* [PROBLEM DETAILS]:
Give back, word for word, the line that contains "mitchhentges: Ah, that" and all lines after it in the material, through the last; please include only these.

* [EXCERPTED RECORDS]:
════════════════

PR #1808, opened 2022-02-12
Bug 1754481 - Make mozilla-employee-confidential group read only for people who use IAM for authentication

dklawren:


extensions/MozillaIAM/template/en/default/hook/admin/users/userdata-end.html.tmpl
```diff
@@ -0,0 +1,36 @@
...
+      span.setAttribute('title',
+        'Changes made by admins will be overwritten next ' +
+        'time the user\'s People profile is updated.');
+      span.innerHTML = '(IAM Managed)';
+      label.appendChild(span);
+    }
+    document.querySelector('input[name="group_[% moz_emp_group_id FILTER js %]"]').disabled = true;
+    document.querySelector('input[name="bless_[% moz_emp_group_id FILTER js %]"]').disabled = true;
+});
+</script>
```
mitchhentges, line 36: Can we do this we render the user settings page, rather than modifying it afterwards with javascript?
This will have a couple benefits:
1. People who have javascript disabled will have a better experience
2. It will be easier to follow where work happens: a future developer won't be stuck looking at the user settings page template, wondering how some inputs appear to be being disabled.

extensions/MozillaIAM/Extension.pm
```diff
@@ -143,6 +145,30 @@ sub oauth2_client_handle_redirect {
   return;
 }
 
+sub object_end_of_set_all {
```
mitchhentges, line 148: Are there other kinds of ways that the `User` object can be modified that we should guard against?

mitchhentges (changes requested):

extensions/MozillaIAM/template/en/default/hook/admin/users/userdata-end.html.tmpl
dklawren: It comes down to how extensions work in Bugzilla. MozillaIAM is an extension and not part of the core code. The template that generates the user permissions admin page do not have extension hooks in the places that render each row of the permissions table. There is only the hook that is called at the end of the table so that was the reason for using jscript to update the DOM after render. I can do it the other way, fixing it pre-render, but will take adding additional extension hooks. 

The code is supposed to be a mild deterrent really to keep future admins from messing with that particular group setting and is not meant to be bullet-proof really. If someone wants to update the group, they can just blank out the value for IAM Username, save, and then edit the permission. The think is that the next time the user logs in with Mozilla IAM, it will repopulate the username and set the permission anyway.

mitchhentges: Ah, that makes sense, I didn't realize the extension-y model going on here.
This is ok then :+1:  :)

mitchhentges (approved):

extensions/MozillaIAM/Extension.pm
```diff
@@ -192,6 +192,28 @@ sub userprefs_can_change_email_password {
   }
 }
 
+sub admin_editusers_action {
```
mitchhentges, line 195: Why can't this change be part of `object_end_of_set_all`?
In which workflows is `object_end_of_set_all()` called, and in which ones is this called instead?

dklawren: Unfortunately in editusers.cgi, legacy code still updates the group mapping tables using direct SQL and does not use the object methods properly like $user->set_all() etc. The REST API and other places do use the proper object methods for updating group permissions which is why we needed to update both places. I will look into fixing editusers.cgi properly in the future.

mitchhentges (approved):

════════════════

* [WRITTEN SOLUTION]:
mitchhentges: Ah, that makes sense, I didn't realize the extension-y model going on here.
This is ok then :+1:  :)

mitchhentges (approved):

extensions/MozillaIAM/Extension.pm
```diff
@@ -192,6 +192,28 @@ sub userprefs_can_change_email_password {
   }
 }
 
+sub admin_editusers_action {
```
mitchhentges, line 195: Why can't this change be part of `object_end_of_set_all`?
In which workflows is `object_end_of_set_all()` called, and in which ones is this called instead?

dklawren: Unfortunately in editusers.cgi, legacy code still updates the group mapping tables using direct SQL and does not use the object methods properly like $user->set_all() etc. The REST API and other places do use the proper object methods for updating group permissions which is why we needed to update both places. I will look into fixing editusers.cgi properly in the future.

mitchhentges (approved):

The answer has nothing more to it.